Butamirate has a peripheral local anesthetic effect on the sensory nerve endings of the bronchial mucosa, which provides an antitussive effect.
Guaifenesin increases the secretion of bronchial glands and reduces the viscosity of mucus. An increase in secretion is caused both by a direct effect on the bronchial glands — by stimulating secretion from the bronchial glands and removing acid glycoproteins from acinar cells, and by a reflex pathway, when the afferent parasympathetic fibers of the gastric mucosa are irritated and the respiratory center is inhibited. Toning upN.vagus stimulates the production of bronchial secretions. The mucus produced by the bronchial glands enhances the activity of the ciliary epithelium, as a result of which the evacuation of the mucus from the bronchi and its coughing is facilitated.
When ingested butamirata citrate is quickly and completely absorbed.
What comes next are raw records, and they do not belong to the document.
PR #838, opened 2024-03-12
Add ti-mixing to EMG

paulf81:
# Add ti-mixing to EMG

This may not be an actual pull request, but may be convenient if it yields some changes.  The purpose of this is to look at making a version of EMG with ``atmospheric_ti_gain`` re-enabled.  To this end I started with a small pseudo-example that compares the power output of columns of a wind farm from the current default EMG to one which uses ``atmospheric_ti_gain``.

I had in mind a step by step criteria, ideally:

- [ ] The row averaged power ratios will be similar when 6% TI is used
- [ ] The row averaged power ratios will also be similar when IEC-reference TI per wind speed (provided using the Iref function in WindRose), or not, this might need something thinking
- [ ] The wakes will be deeper when TI < 6%
- [ ] The wakes will be shallower when TI > 6%

Note this is just a start but thought it a convenient way to collaborate.  Note also this is very messy until the namespace changes go into v4.  The only file worth checking is: examples/xx_add_ti_to_emg.py

Tagging: @misi9170  @jfrederik-nrel


paulf81:
Closing this one in favor of #841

Communication with plasma proteins is 94%. It is metabolized to form two metabolites, which also have antitussive action. Metabolites are excreted mainly by the kidneys (90%) and only a small part through the intestines. T1/2 - 6 o'clock.
Guaifenesin, when taken orally, is rapidly absorbed from the gastrointestinal tract. Communication with plasma proteins is insignificant. Guaifenesin is rapidly metabolized, with the formation of inactive metabolites, which are excreted by the kidneys. T1/2 - 1 hour.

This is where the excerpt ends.